BEGIN Data extract

PR #1073, opened 2021-03-22
bug 1951705: add master CPU utilization alerts

deads2k:
This will give us warning before an individual kube-apiserver fails under load and if the cluster cannot sustain the load if a single member fails.

/assign @mfojtik


deads2k:
/hold

want to try to find resourceapply version of this rule

Also want to fix up the warning.

manifests/0000_90-kube-apiserver-operator_06_alerts-cpu.yaml
```diff
@@ -0,0 +1,51 @@
...
+spec:
+  groups:
+    - name: master-cpu-utilization
+      rules:
+        - alert: HighOverallMasterCPU
+          summary: >
+            CPU utilization across all three masters is higher than two masters can sustain; a single master outage may
+            cause a cascading failure; increase available CPU.
+          message: >
+            Given three masters, the overall CPU utilization may only only be about 2/3 of all available capacity.
```
sttts, line 19: double only

manifests/0000_90-kube-apiserver-operator_06_alerts-cpu.yaml
```diff
@@ -0,0 +1,51 @@
...
+            fail when they take the load.
+            To fix this, increase the CPU and memory on your masters.
+          expr: |
+            sum(
+              100 - (avg by (instance) (rate(node_cpu_seconds_total{mode="idle"}[5m])) * 100)
+              AND on (instance) label_replace( kube_node_role{role="master"}, "instance", "$1", "node", "(.+)" )
+            )
+            /
+            count(kube_node_role{role="master"})
+            > 60
```
sttts, line 31: who can review this? @s-urbaniak @tkashem @sanchezl ?

manifests/0000_90-kube-apiserver-operator_06_alerts-cpu.yaml
```diff
@@ -0,0 +1,51 @@
...
+metadata:
+  name: cpu-utilization
+  namespace: openshift-kube-apiserver
+  annotations:
+    include.release.openshift.io/self-managed-high-availability: "true"
+    include.release.openshift.io/single-node-developer: "true"
+    exclude.release.openshift.io/internal-openshift-hosted: "true"
+spec:
+  groups:
+    - name: master-cpu-utilization
```
sttts, line 12: isn't the word master replaced by something else?

manifests/0000_90-kube-apiserver-operator_06_alerts-cpu.yaml
```diff
@@ -0,0 +1,51 @@
...
+            To fix this, increase the CPU and memory on your masters.
+          expr: |
+            sum(
+              100 - (avg by (instance) (rate(node_cpu_seconds_total{mode="idle"}[5m])) * 100)
+              AND on (instance) label_replace( kube_node_role{role="master"}, "instance", "$1", "node", "(.+)" )
+            )
+            /
+            count(kube_node_role{role="master"})
+            > 60
+          for: 10m
```
tkashem, line 32: - during a kube-apiserver roll out, it is natural for one instance to get more cpu usage, the alert may fire as a `warning` and on a somewhat busy cluster and that is fine, I assume.
- (from the incident we have seen) the cpu spikes briefly and the kube-apiserver crashes, so `5m` average may smooth out these spikes, is it feasible to do `1m` average to take into account those brief spikes. may be someone with monitoring expertise can answer this question.

this looks good to me

manifests/0000_90-kube-apiserver-operator_06_alerts-cpu.yaml
```diff
@@ -0,0 +1,51 @@
...
+    exclude.release.openshift.io/internal-openshift-hosted: "true"
+spec:
+  groups:
+    - name: master-cpu-utilization
+      rules:
+        - alert: HighOverallMasterCPU
+          summary: >
+            CPU utilization across all three masters is higher than two masters can sustain; a single master outage may
+            cause a cascading failure; increase available CPU.
+          message: >
```
dofinn, line 18: Would this message be more suited for a runbook associated with the alert?

deads2k:
updated with library-go.  hopefully someone is collecting these in must-gatehr

pkg/operator/starter.go
```diff
@@ -60,6 +61,10 @@ func RunOperator(ctx context.Context, controllerContext *controllercmd.Controlle
 	if err != nil {
 		return err
 	}
+	dynamicClient, err := dynamic.NewForConfig(controllerContext.ProtoKubeConfig)
```
tkashem, line 64: I thought that the CRD does not work with the proto client

tkashem (commented):
/lgtm

deads2k:
/hold

ha.  Fun.  this is firing during our CI runs, we'll need to suppress it.

bindata/v4.1.0/alerts/cpu-utilization.yaml
```diff
@@ -0,0 +1,51 @@
...
+spec:
+  groups:
+    - name: control-plane-cpu-utilization
+      rules:
+        - alert: HighOverallControlPlaneCPU
+          summary: >
+            CPU utilization across all three control plane nodes is higher than two control plane nodes can sustain; a single control plane node outage may
+            cause a cascading failure; increase available CPU.
+          message: >
+            Given three control plane nodes, the overall CPU utilization may only only be about 2/3 of all available capacity.
```
ihcsim, line 19: s/only only/only

bindata/v4.1.0/alerts/cpu-utilization.yaml
```diff
@@ -0,0 +1,51 @@
...
+  namespace: openshift-kube-apiserver
+  annotations:
+    include.release.openshift.io/self-managed-high-availability: "true"
+    include.release.openshift.io/single-node-developer: "true"
+    exclude.release.openshift.io/internal-openshift-hosted: "true"
+spec:
+  groups:
+    - name: control-plane-cpu-utilization
+      rules:
+        - alert: HighOverallControlPlaneCPU
```
lilic, line 14: I understand where you are coming from but a couple of things:

With CPU being a compressible resource it's very hard to write an alert that will actually be correct, as we see in CI, this alert fires but clearly everything went well as CI passed otherwise no? 

If there is CPU pressure it will just slow things down not stop working entirely? If yes inn which case a latency alert should fire for each component on the control plane.

What I would suggest instead is to write alerts for each control plane component and alert on that so as suggested latency alerts, error alerts, etc. For example, you could write alerts like:
* scheduling latency
* deployment controller reconcile loops taking long
* apiserver latency

This is very much [cause vs symptoms based alerting.](https://prometheus.io/docs/practices/alerting/#what-to-alert-on) The control plane alerts (symptoms) suggested above will also be able to catch other causes, not just high CPU utilization.

This might be a good read https://www.robustperception.io/when-to-alert-with-prometheus

deads2k: We see cases of clusters that are running along just fine.  All latencies are reasonable.  All external signs show the cluster is perfectly healthy.  But they are time bombs.  They're using say 80% of the CPU on their system.  When one shuts down, we get a cascading failure.

We want to provide a warning before the issue becomes catastrophic, but no "this loop is taking too long" check will ever come back positive.  Such a warning can tell you that you're in the middle of a crisis, but provides no value in terms of predicting that you're going to have a crisis.

bindata/v4.1.0/alerts/cpu-utilization.yaml
```diff
@@ -0,0 +1,51 @@
...
+            fail when they take the load.
+            To fix this, increase the CPU and memory on your control plane nodes.
+          expr: |
+            sum(
+              100 - (avg by (instance) (rate(node_cpu_seconds_total{mode="idle"}[5m])) * 100)
+              AND on (instance) label_replace( kube_node_role{role="master"}, "instance", "$1", "node", "(.+)" )
+            )
+            /
+            count(kube_node_role{role="master"})
+            > 60
```
sttts, line 31: I don't understand the formular. @lilic does it make sense?

Why 60 and not 66.6... ?

do we have an idea of the number on existing customer clusters?

sttts: In other words, will 80% of customer clusters have the alert after we ship this?

deads2k: > In other words, will 80% of customer clusters have the alert after we ship this?

we don't know.  But it's a warning.

deads2k:
verbal discussion with lili indicated the choices were acceptable as a warning and the query was well-formed.

sttts:
CPU warning sanity-checked by @lilic.

Otherwise
/lgtm

sttts:
/hold

for https://github.com/openshift/cluster-kube-apiserver-operator/pull/1114 including this.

END Data extract

*Your instructions*.
Once you have read the records above, set every one of them down again exactly.

*Completed task*.
PR #1073, opened 2021-03-22
bug 1951705: add master CPU utilization alerts

deads2k:
This will give us warning before an individual kube-apiserver fails under load and if the cluster cannot sustain the load if a single member fails.

/assign @mfojtik


deads2k:
/hold

want to try to find resourceapply version of this rule

Also want to fix up the warning.

manifests/0000_90-kube-apiserver-operator_06_alerts-cpu.yaml
```diff
@@ -0,0 +1,51 @@
...
+spec:
+  groups:
+    - name: master-cpu-utilization
+      rules:
+        - alert: HighOverallMasterCPU
+          summary: >
+            CPU utilization across all three masters is higher than two masters can sustain; a single master outage may
+            cause a cascading failure; increase available CPU.
+          message: >
+            Given three masters, the overall CPU utilization may only only be about 2/3 of all available capacity.
```
sttts, line 19: double only

manifests/0000_90-kube-apiserver-operator_06_alerts-cpu.yaml
```diff
@@ -0,0 +1,51 @@
...
+            fail when they take the load.
+            To fix this, increase the CPU and memory on your masters.
+          expr: |
+            sum(
+              100 - (avg by (instance) (rate(node_cpu_seconds_total{mode="idle"}[5m])) * 100)
+              AND on (instance) label_replace( kube_node_role{role="master"}, "instance", "$1", "node", "(.+)" )
+            )
+            /
+            count(kube_node_role{role="master"})
+            > 60
```
sttts, line 31: who can review this? @s-urbaniak @tkashem @sanchezl ?

manifests/0000_90-kube-apiserver-operator_06_alerts-cpu.yaml
```diff
@@ -0,0 +1,51 @@
...
+metadata:
+  name: cpu-utilization
+  namespace: openshift-kube-apiserver
+  annotations:
+    include.release.openshift.io/self-managed-high-availability: "true"
+    include.release.openshift.io/single-node-developer: "true"
+    exclude.release.openshift.io/internal-openshift-hosted: "true"
+spec:
+  groups:
+    - name: master-cpu-utilization
```
sttts, line 12: isn't the word master replaced by something else?

manifests/0000_90-kube-apiserver-operator_06_alerts-cpu.yaml
```diff
@@ -0,0 +1,51 @@
...
+            To fix this, increase the CPU and memory on your masters.
+          expr: |
+            sum(
+              100 - (avg by (instance) (rate(node_cpu_seconds_total{mode="idle"}[5m])) * 100)
+              AND on (instance) label_replace( kube_node_role{role="master"}, "instance", "$1", "node", "(.+)" )
+            )
+            /
+            count(kube_node_role{role="master"})
+            > 60
+          for: 10m
```
tkashem, line 32: - during a kube-apiserver roll out, it is natural for one instance to get more cpu usage, the alert may fire as a `warning` and on a somewhat busy cluster and that is fine, I assume.
- (from the incident we have seen) the cpu spikes briefly and the kube-apiserver crashes, so `5m` average may smooth out these spikes, is it feasible to do `1m` average to take into account those brief spikes. may be someone with monitoring expertise can answer this question.

this looks good to me

manifests/0000_90-kube-apiserver-operator_06_alerts-cpu.yaml
```diff
@@ -0,0 +1,51 @@
...
+    exclude.release.openshift.io/internal-openshift-hosted: "true"
+spec:
+  groups:
+    - name: master-cpu-utilization
+      rules:
+        - alert: HighOverallMasterCPU
+          summary: >
+            CPU utilization across all three masters is higher than two masters can sustain; a single master outage may
+            cause a cascading failure; increase available CPU.
+          message: >
```
dofinn, line 18: Would this message be more suited for a runbook associated with the alert?

deads2k:
updated with library-go.  hopefully someone is collecting these in must-gatehr

pkg/operator/starter.go
```diff
@@ -60,6 +61,10 @@ func RunOperator(ctx context.Context, controllerContext *controllercmd.Controlle
 	if err != nil {
 		return err
 	}
+	dynamicClient, err := dynamic.NewForConfig(controllerContext.ProtoKubeConfig)
```
tkashem, line 64: I thought that the CRD does not work with the proto client

tkashem (commented):
/lgtm

deads2k:
/hold

ha.  Fun.  this is firing during our CI runs, we'll need to suppress it.

bindata/v4.1.0/alerts/cpu-utilization.yaml
```diff
@@ -0,0 +1,51 @@
...
+spec:
+  groups:
+    - name: control-plane-cpu-utilization
+      rules:
+        - alert: HighOverallControlPlaneCPU
+          summary: >
+            CPU utilization across all three control plane nodes is higher than two control plane nodes can sustain; a single control plane node outage may
+            cause a cascading failure; increase available CPU.
+          message: >
+            Given three control plane nodes, the overall CPU utilization may only only be about 2/3 of all available capacity.
```
ihcsim, line 19: s/only only/only

bindata/v4.1.0/alerts/cpu-utilization.yaml
```diff
@@ -0,0 +1,51 @@
...
+  namespace: openshift-kube-apiserver
+  annotations:
+    include.release.openshift.io/self-managed-high-availability: "true"
+    include.release.openshift.io/single-node-developer: "true"
+    exclude.release.openshift.io/internal-openshift-hosted: "true"
+spec:
+  groups:
+    - name: control-plane-cpu-utilization
+      rules:
+        - alert: HighOverallControlPlaneCPU
```
lilic, line 14: I understand where you are coming from but a couple of things:

With CPU being a compressible resource it's very hard to write an alert that will actually be correct, as we see in CI, this alert fires but clearly everything went well as CI passed otherwise no? 

If there is CPU pressure it will just slow things down not stop working entirely? If yes inn which case a latency alert should fire for each component on the control plane.

What I would suggest instead is to write alerts for each control plane component and alert on that so as suggested latency alerts, error alerts, etc. For example, you could write alerts like:
* scheduling latency
* deployment controller reconcile loops taking long
* apiserver latency

This is very much [cause vs symptoms based alerting.](https://prometheus.io/docs/practices/alerting/#what-to-alert-on) The control plane alerts (symptoms) suggested above will also be able to catch other causes, not just high CPU utilization.

This might be a good read https://www.robustperception.io/when-to-alert-with-prometheus

deads2k: We see cases of clusters that are running along just fine.  All latencies are reasonable.  All external signs show the cluster is perfectly healthy.  But they are time bombs.  They're using say 80% of the CPU on their system.  When one shuts down, we get a cascading failure.

We want to provide a warning before the issue becomes catastrophic, but no "this loop is taking too long" check will ever come back positive.  Such a warning can tell you that you're in the middle of a crisis, but provides no value in terms of predicting that you're going to have a crisis.

bindata/v4.1.0/alerts/cpu-utilization.yaml
```diff
@@ -0,0 +1,51 @@
...
+            fail when they take the load.
+            To fix this, increase the CPU and memory on your control plane nodes.
+          expr: |
+            sum(
+              100 - (avg by (instance) (rate(node_cpu_seconds_total{mode="idle"}[5m])) * 100)
+              AND on (instance) label_replace( kube_node_role{role="master"}, "instance", "$1", "node", "(.+)" )
+            )
+            /
+            count(kube_node_role{role="master"})
+            > 60
```
sttts, line 31: I don't understand the formular. @lilic does it make sense?

Why 60 and not 66.6... ?

do we have an idea of the number on existing customer clusters?

sttts: In other words, will 80% of customer clusters have the alert after we ship this?

deads2k: > In other words, will 80% of customer clusters have the alert after we ship this?

we don't know.  But it's a warning.

deads2k:
verbal discussion with lili indicated the choices were acceptable as a warning and the query was well-formed.

sttts:
CPU warning sanity-checked by @lilic.

Otherwise
/lgtm

sttts:
/hold

for https://github.com/openshift/cluster-kube-apiserver-operator/pull/1114 including this.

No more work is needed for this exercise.